Great job they did not forget forward fire power like the V-22
Good points on 1, 3, 4, 6
For 2, I would have assumed some simplistic vectoring of thrust was possible with shroud providing advantages.
For 5, what I mean to say there was if the air vehicle was used in close urban environments drops, to reduce enemy fire it may need to duck between buildings. If shrouded, it would stand half a chance if it clipped a wall.
For your closing paragraph, replaceable rotors shrouded or otherwise would be treated as a single unit if the mounting to the fuselage was the same, so change-out/upgrades would not need total redesign.
Good point about the auto-rotation and additional drag in horizontal mode.
Don't really understand the point about increased risk of damage on horizontal mode landing.
I guess we are also talking about different animals here. Yours is a greyhound that also bites.
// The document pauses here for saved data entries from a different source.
PR #597, opened 2013-06-21
Update `clj-aws-s3` to 0.4.2

reiddraper:
This uses the Java AWS SJD 1.4.7 which eliminates some of the connection
reset errors we were seeing.


kellymclaughlin:
:+1:

Issue #555, opened 2013-05-02
fs2 backend stability [JIRA: RCS-166]


slfritchie:
General goal: get the fs2 backend into a stable & usable state.  Bonus points for highest possible performance, but that will probably require talking directly to `prim_file` and so is probably best left as a separate work item.

shino:
Close. Next step :)

Basho-JIRA:
Ummm, this GH issue was closed on March 30, 2015. Closing in JIRA. 

**_[posted via JIRA by Scott Fritchie]**_

PR #599, opened 2013-06-25
Feature/fs2 backend stability (GH 555)

slfritchie:
See #555 and the soon-to-be-closed #591 for prior discussion.


slfritchie:
Note: PR #591 was closed after Kelly's rebasing of the feature branch.  All discussion & review should be happening here.

src/riak_cs_block_server.erl
```diff
@@ -234,6 +208,104 @@ handle_cast({delete_block, ReplyPid, Bucket, Key, UUID, BlockNumber}, State=#sta
...
+    {noreply, State};
+do_get_block(ReplyPid, Bucket, Key, ClusterID, UUID, BlockNumber,
+             State=#state{riakc_pid=RiakcPid}, RetryPause) ->
+    if RetryPause < 1000 -> ok;
+       true              -> timer:sleep(RetryPause)
+    end,
+    dt_entry(<<"get_block">>, [BlockNumber], [Bucket, Key]),
+    {FullBucket, FullKey} = full_bkey(Bucket, Key, UUID, BlockNumber),
+    StartTime = os:timestamp(),
+    GetOptions1 = [{r, 1}, {n_val, 1}, {sloppy_quorum, false}],
```
kellymclaughlin, line 240: Since we're not planning to include the fs2 backend as part of the next release, but the custom `n_val` and `sloppy_quorum` stuff is part of the next riak release, how about extracting this into a separate PR that we can merge in for the next release? Either way it seems like we need to have a way to disable the `GetOptions1` options for users using versions of Riak that do not support these options.

slfritchie:
Re: Reid's ?FS2_CONTIGUOUS_BLOCKS comment in #591 

An instance of the fs2's customizable variables, including max_blocks (which defaults to ?FS2_CONTIGUOUS_BLOCKS), is written to the instance's ".version.data" file and thus will be constant for the life of that instance.  Changing that parameter won't affect old/preexisting fs2 instances.

The sharing of ?FS2_CONTIGUOUS_BLOCKS with the custom hash algorithm, however, is a problem.  If that changes, then we need to start using a new bucket prefix so that we can use the old constant for old data and the new constant for new data (that always uses the new bucket prefix).  ... Having said that, I'm not expecting this constant to change frequently, if ever.

slfritchie:
Re: @justinsheehy 's general comments in #591 

Yes, space waste via minimum file system page size can be a problem.  If all you store in Riak CS is 1 kilobyte files, you're going to have lots of problems:
1. Unusable disk space, since most file systems nowadays have at least a 4 kilobyte page size
2. Low performance (due to zillions of tiny files in the fs2 backend instances)
3. Facepalming that you didn't use plain old Riak instead.

My thinking is that there will be more use of the multi backend:
1. eleveldb, holding all of the CS metadata that it does today.  Also: the default backend.
2. bitcask, for holding all legacy file data, until the time that we have a method to migrate this legacy CS file data into another medium.
3. fs2, for storing large file data.  Needs a new bucket prefix, e.g. <<"1b:">>.
4. ???, probably eleveldb, for storing small file data, e.g. files between 0 and X bytes, for some value of X smaller than 1 megabyte.  Needs a new bucket prefix, e.g. <<"2b:">>.

We've contemplated doing item number 4 by stuffing the data directly into the manifest record.  We haven't measured the cost of doing that against bucket listing speed: if manifests grow from a couple hundred bytes to many kilobytes each, how much slower is a bucket listing when a bucket has 23 million objects in it?

kuenishi:

shino:
Even if we won't make fs2 as production ready, I think it is better to merge this PR to record the attempt and code. Thoughts?

kuenishi:
This can't be cleanly merged to current develop, maybe rebasing might help. Or re-opening against release/1.5 or older and leave it as it is?

shino:
Repo cleanup sweeping.
It seems this PR is stale? I will close it but
please feel free to re-open if I'm too fast :smile:

PR #600, opened 2013-06-25
Improve object listing performance and efficiency

reiddraper:
When using Riak CS with Riak 1.4 or greater, we can take advantage of paginated
object listing. This allows us to no longer have to do list-keys on the entire
bucket and do a multi-get of all of the objects. This ends up being faster and
cause less load on the cluster. For backward compatibility, this is implemented
as a new FSM, `riak_cs_list_objects_fsm_v2`, which is only used if explicitly
set in the application. The default is false. This commit adds the option to
the `app.config`, so that it's easy for users to see the new flag. It can also
be set in the console like this:

`application:set_env(riak_cs, fold_objects_for_list_keys, true).`

Furthermore, the built in statistics for the new FSM can be seen by turning on
debug logging. This can be done just for the module like this:

`lager:trace_console([{module, riak_cs_list_objects_fsm_v2}], debug).`

There is an EQC test that is added for some pure, helper functions in the new
FSM. There is also a new `riak_test` test that runs the current list objects
test, but uses the new FSM.
- A bunch of duplicated effort in the two FSMs has been put into a shared
  module
- Whether or not to use the new or old FSM is abstracted by the helper module
- The full set of S3 list objects options are supported


kellymclaughlin:
- [x] Pulse tests
- [x] Dialyzer output clean
- [x] `riak_test` tests pass

kellymclaughlin:
Seeing quite a few dialyzer warnings not present on `develop` including some from `riak_cs_list_objects_fsm_v2`.

kellymclaughlin:
Just a reminder that we will need to update `rebar.config` once the riak erlang client has a new tag, preferably as part of this PR.

reiddraper:
> Seeing quite a few dialyzer warnings not present on develop including some from riak_cs_list_objects_fsm_v2.

Whoops. Will get those fixed up tonight and tomorrow I hope.

> Just a reminder that we will need to update rebar.config once the riak erlang client has a new tag, preferably as part of this PR.

Yeah, no particular rush to get this merged, and we should hopefully have tags of riak-erlang-client and friends soon.

kellymclaughlin:
[PR](https://github.com/basho/riak-erlang-client/pull/105) to address dialyzer warnings from `riak_cs_mp_utils`.

kellymclaughlin:
Resolved dialyzer warnings with [2218620](https://github.com/basho/riak_cs/commit/2218620e2054da2106f2e9f0944cca1c0a55db91)

src/riak_cs_list_objects_fsm_v2.erl
```diff
@@ -0,0 +1,495 @@
...
+    ok.
+
+code_change(_OldVsn, StateName, State, _Extra) ->
+    {ok, StateName, State}.
+
+%%%====================================================================
+%%% Internal helpers
+%%%====================================================================
+
+handle_done(State=#state{object_buffer=ObjectBuffer,
```
kellymclaughlin, line 198: This function is pretty long. What do you think about breaking it up? The thing that really jumps out at me is having a separate function to handle the results of calling `enough_results` to get rid of the nested `case` there.

src/riak_cs_list_objects_fsm_v2.erl
```diff
@@ -0,0 +1,495 @@
...
+
+-spec last_result_is_common_prefix(state()) -> boolean().
+last_result_is_common_prefix(#state{object_list_ranges=Ranges,
+                                    req=Request}) ->
+    Key = element(2, lists:last(Ranges)),
+    key_is_common_prefix(Key, Request).
+
+-spec key_is_common_prefix(binary(), list_object_request()) ->
+    boolean().
+%% TODO: please refactor this
```
kellymclaughlin: :+1:

kellymclaughlin:
Seeing some errors like this when listing a bucket with 2000 objects:

```
riak-cs@127.0.0.1)5> 10:33:42.071 [error] gen_fsm <0.16252.0> in state waiting_object_list terminated with reason: no function clause matching riak_cs_list_objects_fsm_v2:waiting_object_list({1359032,[{objects,[]},{continuation,<<"g20AAAADYTE5">>}]}, {state,<0.16041.0>,{list_objects_request_v1,<<"bucket">>,1000,undefined,<<"/">>,undefined},{<0.15425.0>,...},...}) line 143
```

```
10:33:42.079 [error] CRASH REPORT Process <0.16252.0> with 1 neighbours exited with reason: no function clause matching riak_cs_list_objects_fsm_v2:waiting_object_list({1359032,[{objects,[]},{continuation,<<"g20AAAADYTE5">>}]}, {state,<0.16041.0>,{list_objects_request_v1,<<"bucket">>,1000,undefined,<<"/">>,undefined},{<0.15425.0>,...},...}) line 143 in gen_fsm:terminate/7 line 611
```

kellymclaughlin:
Can you think of any way we could make use of the continuations provided with the 2i results? It is not clear to me what could be improved by using them,  but just curious about your thoughts.

reiddraper:
> Can you think of any way we could make use of the continuations provided with the 2i results? It is not clear to me what could be improved by using them, but just curious about your thoughts.

Not specifically for the list objects code, since we basically can create the continuation ourselves.

reiddraper:
> I made a comment on the fs2 PR about maybe extracting the use of the custom n_val and sloppy_quorum options that are also part of Riak 1.4.0. If that happens, maybe it makes sense to use a single config option for all Riak 1.4 features. Not saying it should be changed right now, but something to consider if we do end up with reliance on more than one Riak 1.4 feature.

Yeah, I'm +1 on having an all-encompassing `{'riak-1.4', true}` or something config value.

kellymclaughlin:
How about adding a test case to exercise the continuation case? Perhaps just automating the 2000 object scenario I manually ran.

kellymclaughlin:
Tests are still passing with the latest commits.

riak_test/tests/list_objects_v2_test.erl
```diff
@@ -0,0 +1,31 @@
...
+%% ---------------------------------------------------------------------
+
+-module(list_objects_v2_test).
+
+%% @doc Integration test for list the contents of a bucket
+
+-export([confirm/0]).
+
+confirm() ->
+    Config = [{riak, rtcs:ee_config()}, {stanchion, rtcs:stanchion_config()},
```
kellymclaughlin: `rtcs:ee_config/0` no longer exists on develop. It is replaced by `rtcs:riak_config/0`.

kellymclaughlin:
:+1: Great work!

PR #598, opened 2013-06-28
Manifest pretty-printing utilities

shino:
@shino has some pretty-printing utilities for manifests that we think are generally useful and should be included in the CS package ... with warnings of "you must be at least {X} experienced to use them".  Escript-style packaging is preferred, with packaging path someplace hard-to-use-accidentally.  Useful common functions should be put into BEAM files for use outside of the escripts?


shino:
Escript added. This script is for debugging purpose, so it fetches information directly from Riak, not applying CS utility logic such as manifest resolution.

Sample usage and outputs are here: https://gist.github.com/shino/5882750

In this PR, some executable scripts are moved to `rel/files/` where is suitable place.
And `priv` in top level is linked from `apps/riak_cs/` so that the script goes into release packages.

reiddraper:
This seems to be related to the [`diags`](https://github.com/basho/riak_cs/blob/develop/src/riak_cs_diags.erl) stuff that was recently merged in too.

rel/reltool.config
```diff
@@ -65,8 +65,8 @@
            {template, "files/cert.pem", "etc/cert.pem"},
            {template, "files/key.pem", "etc/key.pem"},
```
kuenishi, line 67: don't forget symlinking to `priv/tools/riak_cs_inspector.erl` !!!

shino, line 67: Ooops. I added a symlink. Please check it again.

kuenishi:
worked for me. +1 to merge.
`make rel` and .deb package creation successfully done

shino:
@reiddraper I think diag tool is used from erlang shell (is it
right?). This tool is escript so it can be used from normal (not erlang)
shell or built in shell scripts. Both usage pattern are useful.

I started to write this tool in order to debug riak cs, so I don't use
CS utility logic such as  manifest record
upgrading or manifest resolution. (Yes I use simple utils funcs to save my time :P )
Also I try to list/show not only manifests but
CS users, CS buckets, manifests in GC bucket.

If this point is aimed by both tools, the best way may be sharing
same logic from both tools finally and used from erlang shell and normal shell.

reiddraper:
@shino awesome. Having a tool from the regular shell is useful too.

PR #605, opened 2013-07-05
document libevent as a riak_test dep

andrewjstone:
#604


reiddraper:
Which test needs this? Just out of curiosity.

andrewjstone:
It looked to be ceph/python related

reiddraper:
+1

Mine is more of slow pit-bull.
During the 1986 Dupont Plaza Hotel Fire in Puerto Rico, multiple helicopters rescued victims from the burning building. It was noted later that the surrounding buildings had marks where they had been brushed by rotor blade tips; non of the helicopters involved in the rescue crashed.
When the shrouds hit the ground bad things happen.
Great article; appreciated the video within the article.